Before we dive into any calculations, let's make sure pandas won't put things in scientific notation. We will modify how floats are formatted for displaying. The format we will
apply is .2f , which will provide the float with 2 digits after the decimal point:

In [None]:
pd.set_option('display.float_format', lambda x: '%.2f' % x)

## Summarizing DataFrames

We learned about agg() in the dataframe operations notebook when we learned about window calculations; however, we can call this on the dataframe directly to
aggregate its contents into a single series:

In [None]:
fb.agg({
  'open': np.mean,
  'high': np.max,
  'low': np.min,
  'close': np.mean,
  'volume': np.sum
})

We can use this to find the total snowfall and precipitation recorded in Central Park in 2018:

In [None]:
weather.query(
  'station == "GHCND:USW00094728"'
).pivot(columns='datatype', values='value')[['SNOW', 'PRCP']].sum()

This is equivalent to passing 'sum' to agg()

In [None]:
weather.query(
  'station == "GHCND:USW00094728"'
).pivot(columns='datatype', values='value')[['SNOW', 'PRCP']].agg('sum')

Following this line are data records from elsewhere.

PR #1577, opened 2023-04-17
Use Go 1.18 generics in the store’s locking helpers

mtrmac:
… avoiding quite a bit of the previously-required boilerplate.

This is probably easier to review as individual commits, and maybe with whitespace changes ignored.

@nalind PTAL

### DIFF
--- a/store.go
+++ b/store.go
@@ -1266,9 +1266,10 @@ func (s *store) readContainerStore(fn func() (bool, error)) (bool, error) {
 // writeToContainerStore is a convenience helper for working with store.containerStore:
 // It locks the store for writing, checks for updates, and calls fn(), which can then access store.containerStore.
 // It returns the return value of fn, or its own error initializing the store.
-func (s *store) writeToContainerStore(fn func() error) error {
+func writeToContainerStore[T any](s *store, fn func() (T, error)) (T, error) {
 	if err := s.containerStore.startWriting(); err != nil {
-		return err
+		var zeroRes T // A zero value of T
+		return zeroRes, err
 	}
 	defer s.containerStore.stopWriting()
 	return fn()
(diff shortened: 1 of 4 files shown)


giuseppe (approved):
LGTM

store.go
```diff
@@ -2088,12 +2076,11 @@ func (s *store) ContainerSize(id string) (int64, error) {
 		return -1, err
 	}
 
-	var res int64 = -1
-	err = s.writeToContainerStore(func() error { // Yes, s.containerStore.BigDataSize requires a write lock.
+	return writeToContainerStore(s, func() (int64, error) { // Yes, rcstore.BigDataSize requires a write lock.
```
nalind, line 2079: Where did `rcstore` come from?

store.go
```diff
@@ -2103,117 +2090,98 @@ func (s *store) ContainerSize(id string) (int64, error) {
...
 		if store.Exists(id) {
-			res = true
-			return true, nil
+			return true, true, nil
 		}
-		return false, nil
+		return false, false, nil
 	}); done {
-		return res
+		return res // false if err != nil
```
nalind, line 2169: Which `err` is this referring to, here and in various similar comments where the closure is calling `Exists()`?

nalind:
It is, thanks.  Generally looks good, though I'm mildly surprised that it doesn't make the logic that much shorter.
Defining a package-local `void` type when `struct{}` is widely used just makes me do a double-take when I read it.

store.go
mtrmac: Thanks, fixed. (It’s a mistake in rebasing, `rcstore` used to exist back when this branch was originally prepared.)

store.go
mtrmac: The one that was assigned to `_` when calling the locking wrapper…

It would be possible to explain that that in those comments, but at that point it seems simpler to just make the code explicit `if err { return false }; if found { return true }` now. So updated that way.

mtrmac:
Updated: I have changed my mind on `readContainerStore` returning an extra `bool`. In _most_ callers it causes extra boilerplate, but a few really do need to distinguish between a locking failure, item not found, and valid data. Also the symmetry with the other two `read*` helpers is a bit easier to follow in the more complex callers.

nalind:
> > Defining a package-local `void` type when `struct{}` is widely used just makes me do a double-take when I read it.
> 
> I chose this because I thought the slight readability benefit, making it very clear that there is nothing there, is worth it — and because I didn’t want to keep typing that `struct{}{}` — but that’s a very weakly held aesthetic opinion.
> 
> I fully realize that this is a fairly goofy approach, and I’m perfectly willing to drop that part.

Yes, please go ahead and drop that part.  I don't have an issue with returning an unused variable from a generic convenience function.

mtrmac:
`void` dropped.

store.go
```diff
@@ -1869,44 +1866,41 @@ func (s *store) Metadata(id string) (string, error) {
...
-			return true, nil
+			return size, true, nil
 		}
-		return false, nil
+		return -1, false, nil
 	}); done {
-		return res, err
+		if err != nil {
+			return -1, err
+		}
```
nalind, line 1891: If I'm reading it right, `err` is always `nil` here.

nalind:
One nit in `ImageBigDataSize`, otherwise LGTM.

store.go
mtrmac: `err` can be set if `readAllImageStores` fails in `imageStore.startReading`, e.g. on an I/O error.

rhatdan:
LGTM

Note that we aren't limited to providing a single aggregation per column. We can pass a list, and we will get a dataframe back instead of a series. nan values are placed
where we don't have a calculation result to display:

In [None]:
fb.agg({
  'open': 'mean',
  'high': ['min', 'max'],
  'low': ['min', 'max'],
  'close': 'mean'
})

## Using groupby()

Often we won't want to aggregate on the entire dataframe, but on groups within it. For this purpose, we can run groupby() before the aggregation. If we group by the
trading_volume column, we will get a row for each of the values it takes on:

In [None]:
fb.groupby('trading_volume').mean()

After we run the groupby() , we can still select columns for aggregation:

In [None]:
fb.groupby('trading_volume')['close'].agg(['min', 'max', 'mean'])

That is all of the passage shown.